Laboratory experiments on frazil ice growth in supercooled water

Abstract

Presented herein are the results of a laboratory investigation of the influence of turbulence and water temperature on the nature and rate of frazil ice growth in a turbulent body of supercooled water. The results indicate that the rate and the quantity of frazil ice growth increase with both increasing turbulence intensity and with decreasing water temperature at the instant of seeding, when a small fragment of ice is placed in the supercooled water.

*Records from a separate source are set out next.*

PR #9629, opened 2023-07-12
Data-json - Fix templating with null value

duboisp:
I find out today the current ACR report don't work because it do contains a null value and null value are interpreted as object.

This is patch to Data-JSON plugin and the [ACR English theoretical report](https://wet-boew.github.io/wet-boew/unmin/demos/acr/demo-wcag21/acr-wcag21-en.html) can be use as the test case


Ricokola (approved):
Tested locally and pass successfully!

PR #9630, opened 2023-07-12
Data-ajax - Add flag to HTML encode the ajaxed content

duboisp:
Add flag to HTML encode the ajaxed content

This feature is needed to support and allow the full implementation of the GCWeb Global header documentation prototype as discussed with DTO.


duboisp:

polmih (approved):
review completed and tested on localhost

PR #9632, opened 2023-07-12
JSON manager - Improve wb-swap to use @id prop instead of only the object key

duboisp:


duboisp:

site/pages/docs/ref/wb-jsonmanager/wb-jsonmanager-en.hbs
```diff
@@ -201,7 +201,7 @@
 		<tr>
 			<td>Swap data with reference</td>
 			<td><code>{ "op": "wb-swap", "path": &lt;path to current value&gt;, "ref": &lt;path to reference value&gt; }</code></td>
-			<td>Swaps data from "path" with data from "ref" using the value as a key in the reference. The value from "path" can either be a string or an array.</td>
+			<td>Swaps data from "path" with data from "ref" using the value as a key in the reference or as the value set in the <code>@id</code> property of an array of object in the reference. The value from "path" can either be a string or an array.</td>
```
Garneauma, line 204:
```suggestion
			<td>Swaps data from "path" with data from "ref", using either the value as a key in the reference or the value set matching the <code>@id</code> property in an array of objects in the reference. The value from "path" can either be a string or an array.</td>
```

Garneauma (changes requested):
Works well. I have made an attempt to improve the description of the "wb-swap" option. Let me know what you think.

site/pages/docs/ref/wb-jsonmanager/wb-jsonmanager-en.hbs
duboisp: J'ai appliqué le changement de texte.

Garneauma (approved):
Last change request applied. Approved.

PR #9633, opened 2023-07-13
Adding an avoid note on the Carousel working examples

ouafaaetta:
This is to add a note on the Carousel working example pages on the WET website, as recommended


duboisp (changes requested):

GormFrank:

duboisp:
This is only a content change

duboisp (approved):
Tested locally, work as expected

This is a content change only

PR #9640, opened 2023-08-09
Tagfilter: fixing no result element blink on load with Data-JSON

Garneauma:
Fixing rare issue where the "No result" element would briefly appear on page load when loading items from Data-JSON before the items would show up. 

Only happens on Firefox since it does not support the `:has()` CSS selector.

Changes related to WET-405.


duboisp (approved):
Test and I noticed the "no result message" is not quickly displayed and then get replaced by the content. Now the new behaviour is it will show all the result first prior to apply the filter.

PR #9641, opened 2023-08-10
Lightbox: WGAG 2.1 AA Pre-Assessment

BrahimMahadi:
### This pull request includes the WCAG 2.1 Accessibility pre-assessments done for the lightbox plugin

General checklist
- [x] Updated lightbox documentation to include the accessibility pre-assessment reports
- [x] Lightbox was pre-assessed against WCAG for accessibility
- [x] Documentation is bilingual

### DIFF
--- a/src/plugins/lightbox/index.json-ld
+++ b/src/plugins/lightbox/index.json-ld
@@ -1,0 +1,58 @@
+{
+	"@context": {
+		"@version": 1.1,
+		"dct": "http://purl.org/dc/terms/",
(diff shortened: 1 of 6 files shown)


src/plugins/lightbox/index.json-ld
duboisp, line 1: This file is not needed for plugin in wet-boew, but let's keep it as eventually we are going to add it.

duboisp (approved):
Reviewed and tested locally

This is a content change

PR #120, opened 2016-05-20
Add injectable text encoder

imsedim:
By default Handlebars HTML-escapes values returned by a {{expression}}. This patch adds the possibility to configure the custom text encoder. It is also possible to run Handlebars without encoder - just like "noEscape" otpion in Handlebars.js.


imsedim:
I felt a bit adventurous and decided to refactor the existing code to try to simplify it a litle bit. 

So I added a refactoring commit - it does not add any functionality (so feel free to ditch it if you're unhappy with changes).

rexm:
Released in nuget version 1.7.0

rexm:
@imsedim Thanks for the PR, and nice job on the refactor - much cleaner.

PR #124, opened 2016-05-25
support else in #section

imsedim:
It is now possible to use {{else}} within {{#section}}, similar to mustache and handlebars.js:

    {{#obj}}
      {{objProperty}}
    {{else}}
      inversion
    {{/obj}}
and

    {{^obj}}
      nothing
    {{else}}
      {{objPropery}}
    {{/obj}}


imsedim:
Added fix of bug #125 to this PR (since I already rewrote the affected methods here)

rexm:
Looks good, thanks! Will get this into a new version of the nuget package tonight.

PR #128, opened 2016-05-27
Fix whitespace bug with dictionary support

frxnz:
Fixes some whitespace issues with dictionary support. The following now work:

```handlebars
{{ [expression] }}
{{[expression]}}

{{ parent.[expression] }}
{{parent.[other expression]}}
```

### DIFF
--- a/source/Handlebars/Compiler/Lexer/Parsers/WordParser.cs
+++ b/source/Handlebars/Compiler/Lexer/Parsers/WordParser.cs
@@ -7,7 +7,7 @@ namespace HandlebarsDotNet.Compiler.Lexer
 {
     internal class WordParser : Parser
     {
-        private const string validWordStartCharacters = "abcdefghijklmnopqrstuvwxyzABCDEFGHIJKLMNOPQRSTUVWXYZ_$.@";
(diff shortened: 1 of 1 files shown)


source/Handlebars/Compiler/Lexer/Parsers/WordParser.cs
```diff
@@ -45,7 +45,7 @@ private string AccumulateWord(TextReader reader)
                 {
                     var peek = (char)reader.Peek();
 
-                    if (peek == '}' || peek == '~' || peek == ')' || char.IsWhiteSpace(peek))
+                    if (peek == '}' || peek == '~' || peek == ')' || (char.IsWhiteSpace(peek) && !buffer.ToString().Contains("[")))
```
rexm: I don't think this is a safe assumption. We shouldn't merely check to see if the buffer contains a `[`, but we should check to see if the buffer contains a `[` but has no subsequent `]` to ensure we are inside the brackets.

frxnz:
@rexm Added a check for the closing square bracket

muizsyed:
+1 Any idea when this will be merged?

rexm:
Pushed to nuget 1.7.1

PR #134, opened 2016-06-10
use _configuration for locks instead of Handlebars type

pgrm:
As mentioned in https://github.com/rexm/Handlebars.Net/issues/131 I went for reusing _configuration for locking instead of creating a separate lock variable, because _configuration is used within those locks and probably two instances with the same underlying configuration shouldn't interfere between each other.


rexm:

Issue #141, opened 2016-07-05
Partials ignore context if used with string parameters


DmitryLobanov:
Imagine such test added to the `PartialTests` class:

```
        [Test]
        public void BasicPartialWithStringParametersAndImplicitContext()
        {
            string source = "Hello, {{>person last='Smith'}}!";

            var template = Handlebars.Compile(source);

            var data = new
            {
                name = "Marc"
            };

            var partialSource = "{{name}} {{last}}";
            using (var reader = new StringReader(partialSource))
            {
                var partialTemplate = Handlebars.Compile(reader);
                Handlebars.RegisterTemplate("person", partialTemplate);
            }

            var result = template(data);
            Assert.AreEqual("Hello, Marc Smith!", result);
        }
```

This test fails, because partial fails to get parameter `name` from context. But, according to the example on the [Handlebars](http://handlebarsjs.com/) page (section "Partials") this should work. So it seems that if we pass string parameters to partial template, it "forgets" about the context.

Oh, also, if we have partial called from that partial, they both don't get the context. But if we remove string parameters, then context gets passed both to partial and even into partial, included into the first partial.

rexm:
Thanks for the bug report. I don't have a timeframe for a fix yet; but PR always welcome.

tsliang:
**tl;dr Partials don't access their parent BindingContext, and it can be fixed in PathBinder (less effort, possible side effects), PartialBinder (much more effort, but with no side effects), or PartialConverter (medium effort, probably no side effects)**

I've been investigating this issue (as it affects my project as well), and I've come up with the root of the issue, along with possible solutions. 

The problem starts in PartialBinder.VisitPartialExpression:

```csharp
protected override Expression VisitPartialExpression(PartialExpression pex)
        {
            Expression bindingContext = CompilationContext.BindingContext;
            if (pex.Argument != null) // In this test, this is a dict of {"last": "Smith"}
            {
               // Binding context becomes {"last": "Smith"}, with the root BindingContext as a parent
                bindingContext = Expression.Call(
                    bindingContext,
                    typeof(BindingContext).GetMethod("CreateChildContext"),
                    pex.Argument); 
            }
            return Expression.Call(
                new Action<string, BindingContext, HandlebarsConfiguration>(InvokePartial).Method,
                Expression.Convert(pex.PartialName, typeof(string)),
                bindingContext,
                Expression.Constant(CompilationContext.Configuration));
        }
```
[...]

PR #149, opened 2016-08-28
Allow partials with hash parameters to fallback to parent context

amaclean:
This is a potential fix for #141 for you to look at.

It's simple but not amazingly elegant. It involves a new class to represent a hash parameter dictionary to prevent any false positives, then allowing `PathBinder.ResolvePath` to fallback to the parent context if hash parameters are used as the current context.

I have also added a test to make sure that when a child context with an incomplete scope is used it does not fallback to the parent context, to make sure we still match current handlebars behaviour.


rexm:

PR #150, opened 2016-08-29
Fall back to parent context if value not found in partial parameters

tsliang:
In cases when a partial is called with literal arguments, but a variable within the partial is not part of those literal arguments, the partial should attempt to resolve the value from the parent context.

Fixes Issue #141.

### DIFF
--- a/source/Handlebars.Test/PartialTests.cs
+++ b/source/Handlebars.Test/PartialTests.cs
@@ -54,7 +54,35 @@ namespace HandlebarsDotNet.Test
             Assert.AreEqual("Hello, Marc!", result);
         }
 
-        [Test]
+		[Test]
+		public void BasicPartialWithIncompleteContextIgnoringParentContext()
+		{
+			string source = "Hello, {{>person leadDev}}!";
+
+			var template = Handlebars.Compile(source);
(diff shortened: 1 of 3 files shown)


rexm:
This seems potentially problematic on the face of it, because it kind of reimplements a simple/limited version of what the PathBinder does.

tsliang:
Does it? I don't see where. The PathBinder helps to resolve some of the paths that might be contained in the HashParametersExpression, and these paths come into MergeContextValues already resolved. No actual functionality is duplicated - MergeContextValues just combines the already-resolved Context value and hash params. 

Maybe the logic could be refactored. It does seem a little too general for something as specific as the PartialBinder, but then again, this is a partial-only problem...

rexm:
Yes... for example, what if the original model is dynamic, or has fields instead of properties? These kinds of cases are handled by the PathBinder but those cases fail or would be lost during the merge.

tsliang:
Ahh right, of course. So in that case, we could move the merge code to the PathBinder, which seems like an overreach, but could also save us some trouble. What do you think?

rexm:
This was addressed in #149

PR #152, opened 2016-09-08
Fix for empty partial parameter incorrectly falling back to parent

amaclean:
In JS a partial will not fallback if a parameter has been passed and is empty (http://fiddle.jshell.net/jatbc1mu/5/).

This was not the case with my initial change to add the fallback behaviour  (#149).


rexm:

PR #161, opened 2016-10-24
Exposing Internal Compiler and Environment

mikeofireland:
I needed the ability to expand on the base compiler to give a more tuned ViewEngine object for MVC .net.  I am testing my code and did not want to rewrite your compile engine.  Basically, this is a start on the ability to build custom compile engines.  I think the CompileView looks like a pretty custom compile engine and think it should be moved into an extension of the base compile class.  Anyway, that is a tangled web and this at least exposes the first layer of the compile engine to expand off of.

The changes will:

- Expose HandlebarsEnvironment to the public.  Inheritable and possible build your own with IHandlebars.
- Expose Token to the public through IToken interface.
- Expose HandlebarsCompiler to the public through IHandlebarsCompiler interface.
- Expose 3 new functions in HandlebarsCompiler that make up the primary method of compiling.

The three new function in HandlebarsCompiler:

1. IEnumerable<IToken> Tokenize( TextReader source )
2. IEnumerable<Expression> ExpressionBuilder( IEnumerable<IToken> tokens )
3. Action<TextWriter, object> FunctionBuilder( IEnumerable<Expression> expressions, string templatePath = null )

### DIFF
--- a/source/Handlebars/Compiler/HandlebarsCompiler.cs
+++ b/source/Handlebars/Compiler/HandlebarsCompiler.cs
@@ -10,7 +10,7 @@ using HandlebarsDotNet.Compiler.Lexer;
 
 namespace HandlebarsDotNet.Compiler
 {
-    internal class HandlebarsCompiler
+    internal class HandlebarsCompiler : IHandlebarsCompiler
     {
         private Tokenizer _tokenizer;
         private FunctionBuilder _functionBuilder;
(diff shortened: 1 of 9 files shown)


rexm:
I'd like to understand the roadmap for this approach... for example how does abstracting the compiler itself and some of its internal constructs move towards an ASP.NET MVC viewengine imementation?

mikeofireland:
I am expanding on the base implementation of file system and the layout system with more customization's on it.  Particularly how layouts are compiled.  Basically, I rewrote "compileView" with my own implementation of it.

CompileView is very static in the current implementation and I am looking to customize it quite a bit more.  It looks like to me CompileView should be an extension off the base compiler instead of its own implementation based deep in the engine.  I don't want to rewrite the compile class and pull the compileView out of it so I took the easiest path of exposing the compile engine.

I also think the filesystem should be expanded on so we have more customization on the deeper engine features (templatePath for compile and how it auto finds partials based on filesystem).

The problem at the core:  HandlebarsCompiler is not exposed to a custom HandlebarsEnvironment.  I would rather not fork then start rewriting the whole compiler portion of the repo.  It would be easier to just expose parts and allow customization on top of the base compiler.

My project:  Currently, I need a HandlebarsCompiler that can compile views in .net MVC.  The idea would be to provide a different project that uses Handlebars.Net as a base and provides a view engine on top of the base functionality.  So you could see a Handlebars.Net.MvcViewEngine and a Handlebars.Net.NancyViewEngine.

I work with both Nancy and MVC . net and would want to build out a view engine for both.

mikeofireland:
> how does abstracting the compiler itself and some of its internal constructs move towards an ASP.NET MVC viewengine implementation?

The current implementation is very tough to work with in terms of file system and how "layouts" work.  Its not built out all the way and I want to provide my own implementation of it.  With my own implementation I want to use some of the features that are built into the engine.  Like how file system configuration works but with further advancements on it.

This is what I got working based on my fork:
- Can call HbsView from controllers and return a MVC.ActionResult
- Customized filesystem to use MVC like paths customization ( Example: see ViewLocationFormats )
- Reworked how the view, model, and layout interact so that its easier to see what data renders where.

rexm:
Where are these implementations you describe?

mikeofireland:
This might be easier to show not try to explain.  I will be working on getting my implementation up and going.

The turbulence characteristics of a flow affect the rate of frazil-ice growth by governing the temperature to which the flow can be supercooled; by influencing heat transfer from the frazil ice to surrounding water; and by promoting secondary nucleation, crystal, platelet and floc fracture, thereby increasing the number of nucleation sites available for further frazil ice growth. Larger frazil ice platelets, beginning as single crystals then becoming laminar fusions of crystals, were observed to form in water supercooled to lower temperatures. However, platelet size generally decreased with increasing turbulence intensity, as platelets with a major diameter larger than a certain value tend to break when buffeted by turbulence eddies. The investigation of frazil ice growth involved the use of a simplified analytical model, in which the rate of frazil ice growth is related to temperature rise of a turbulent volume of water due to the release of latent heat of fusion of liquid water to ice. Experiments conducted in a turbulence jar with a heated, vertically oscillating grid served both to guide and to calibrate the analytical model as well as to afford insights into frazil ice growth.